De beschermengel.
Nog laat stond de Graaf in den lieflijken nacht
Op 't marmren balcon met zijn zonen:
Hij liet zich door hen al de onsterflijke pracht
Der starren bewonderend toonen;
Hij stortte in hun harten het zaligst genot
Door 't denken aan d'almacht en liefde van God.
‘Mijn kindren, daar boven dat vonklend tapeet
Bevindt zich de troon van d'Algoede.
Vertrouwt steeds op Hem, want in rampspoed en leed
Neemt wis Hij de zijnen in hoede.
En nu, gaat ter ruste! mijn zonen, slaapt wel!
De nachtlucht wordt kil en de wind blaast zoo fel.’
De slaapzaal der kindren was links in 't gebouw,
En rechts die des Graven gelegen;
Hij zat daar en dacht aan zijn zalige vrouw,
Nog kortlings ten grave gezegen:
‘Ik bracht U, mijn God, haar ten offer met smart,
Och, scheur niet mijn zonen van 'tvaderlijk hart!’

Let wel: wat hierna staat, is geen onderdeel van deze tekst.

PR #19776, opened 2024-12-23
feat(csharp/Reflection): change MessageParser.CreateTemplate to be public

ahmednfwela:
this is a subset of the changes in #7722 where `MessageParser.CreateTemplate` is made public, this removes the need to use reflection to create protobuf messages given a descriptor/parser.

future work: maybe for the next major release we can change the generated code to use `MessageParser.CreateTemplate`, fully solving #6401.


JasonLunn:
Thank you for your contribution, @ahmednfwela. Although this PR is small, the impact of expanding the API surface could be significant and we need additional time to review it to make sure it aligns with our long term goals across the languages that Protobuf supports.

esrauchg:
Unfortunately our C# expertise is somewhat bandwidth limited right now, but as a lower-c#-context protobuf team member it seems a bit odd to me that this method should be a public method on `Parser`, since this is not really a parse related operation.

A similar shape of method is commonly an instance method on Message type, eg in Java `var builder = msg.newBuilderForType()` and in C++ the `Message* m = msg.New()` method (where there is a common pattern to pass around a SomeMsg.defaultInstance() as a prototype and then newBuilderForType()/New() on that in code that wants to create more instances of the same type).

Just to understand the possible design scope better, would a method on IMessage that is parallel to those precedents also solve for the need that you have?

ahmednfwela:
@esrauchg 
The whole point of this PR is to enable the creation of an arbitrary message given its parser.

This opens the door for something like https://github.com/protocolbuffers/protobuf/pull/7722 to unify the creation interface, so  that the consumer can modify the factory logic to their needs (e.g. introducing reusable message pools).

I would personally not recommend moving the method on `IMessage`, because it forces us to have an instance of `IMessage` to be able to create an empty message .

But having it on the parser is similar to having an `IMessageFactory` which is a much better design

esrauchg:
Unfortunately we need to be very conservative with API changes in C#, because we likely can never make a breaking change in the C# API ever. And this has too high of a chance of being a regretted API at some future date, since its making something on "MessageParser" and it isn't a Parsing topic.

Especially for something that is not clearly and directly precedented in the other languages, we unfortunately can't take API changes of this kind today, even though we understand that the new API provides value to you.

Note that I originally asked about exposing it on IMessage (which would match Java, where you have to pass around a default instance as the 'prototype' to stamp out new instances), but with updated view we actually couldn't make that change either because IMessage adding any methods would be a breaking change for old codegen, and since we can't ever do a breaking change in C# we likely can never add any methods to IMessage either.

I understand that this is locally annoying, and you may wish to use a vendored copy of Protobuf with your local patches, but it's the unfortunate reality of maintaining a library that can't make any breaking changes.

ahmednfwela:
@esrauchg 

- Other official protobuf runtimes (C++, Java, Python, Go) support constructing new message instances at runtime given a descriptor (via DynamicMessage, reflection factories, or generated parser + new instances).
- The protobuf data model inherently assumes you can 
  1. discover a message via descriptors and 
  2. create an empty instance to populate/merge/parse. This is not an optional convenience; it is the basis for schema‑driven tooling.
- All this PR does is expose this "required" functionality to library users, just as other protobuf runtimes are doing!

Also I do disagree with the notion that this library can't have breaking changes, as the protobuf spec itself is evolving in a major way, this is specifically documented in [protobuf itself](https://protobuf.dev/editions/overview/#lifecycles)

esrauchg:
> Other official protobuf runtimes [...]

There's a long standing open feature request for DynamicMessage in C# here which would provide this behavior: https://github.com/protocolbuffers/protobuf/issues/658

You can chime in there about the importance of this behavior. That behavior could be added as a non-breaking change to C#, the only topic is about staffing the change. In current staffing we're unfortunately not likely to be able to staff adding major new API behaviors to C# Proto today, even where it is a "parity with other Java/Go/Python supported behaviors" topic.

> Also I do disagree with the notion that this library can't have breaking changes, as the protobuf spec itself is evolving in a major way, this is specifically documented in [protobuf itself](https://protobuf.dev/editions/overview/#lifecycles)

By breaking changes I mean "someone has a project which compiles when used on Protobuf 3.25 but does not compile when used with a published release whose number is something higher than 3.25 (eg 3.26 or 4.x)

The proposed PR to only add behavior isn't a breaking change; and the relevance of "no breaking changes" is relating to necessary conservatism because we likely wouldn't be able to rollback this PR if we decide we didn't like it in even in 2035. And for adding something to IMessage it would immediately be a breaking change that would be highly disruptive for current users, that case is basically a type of change that we just can't make at all in any language.

The idea of Editions is to let us evolve what features exist in .proto files without having any breaking changes against files people have already written; the idea is that for any given .proto file the behaviors that you observe on that will be the same forever, only when someone makes a change to the .proto file will it change behavior. Any breaking-change on gencode, no matter how benign-seeming, would only happen if your .proto files bump to use the new Edition number, and so if you're still using Proto3 syntax inputs you can reliability continue without any observable breaking changes on your gencode api (and in fact Editions is also designed so that you can safely bump to a new Edition and set features to perfectly keep the bahavior you had, even where default behavior on that new Edition is different).

It's also worth being clear that we also will make major version bumps on runtime APIs (= semver breaking changes on runtime API) in some languages, and in those langugaes we wouldn't need to be as paranoid because we _could_ rollback a PR like this in less than a decade. There's a few languages where the ecosystem basically cannot handle major version bumps because of ecosystem expectations about diamond dependency problems. C# happens to be an example of a language where we know it would be extremely disruptive to users if we had to do a C# 4.x release and so this API could never be removed, Python and C++ are examples of languages where we could do a major version bump and so an API like this could be removed and then we don't need to be quite as vigilantly terrified of additional public APIs.

ahmednfwela:
The only reason you would ever need to roll back this PR is if you decide to completely change the parser, which would be a breaking change itself.

Also @JamesNK himself said he preferred this approach:

https://github.com/protocolbuffers/protobuf/issues/6401#issuecomment-659935786

Not to mention that other libraries are already using this method (even though it's internal) via reflection, that's just how important is it in the protobuf model, it's honestly a wonder how it stayed internal all those years.

here is some proof: 
- https://github.com/channeldorg/channeld-unity-mirror/blob/f11103c98f6146f1cfeadb3ecba7dd57d17a0588/Assets/channeld/ChannelDataView.cs#L37
- https://github.com/SciSharp/protobuf.Text/blob/1daa9d75d72c2fc02c20270bc488d8b50b80561e/src/protobuf.Text/ProtobufAdapter.cs#L153-L161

Maar hoor! in de stilte wat wonder geklop,
Dat de oudste der twee heeft vernomen?
‘Is 't vader die roept?’ - snel richt hij zich op -
‘Of is het een spel mijner droomen?’
Toch spoedt hij zich haastig de legersteê uit
En vraagt aan zijn vader, wat of dit beduidt?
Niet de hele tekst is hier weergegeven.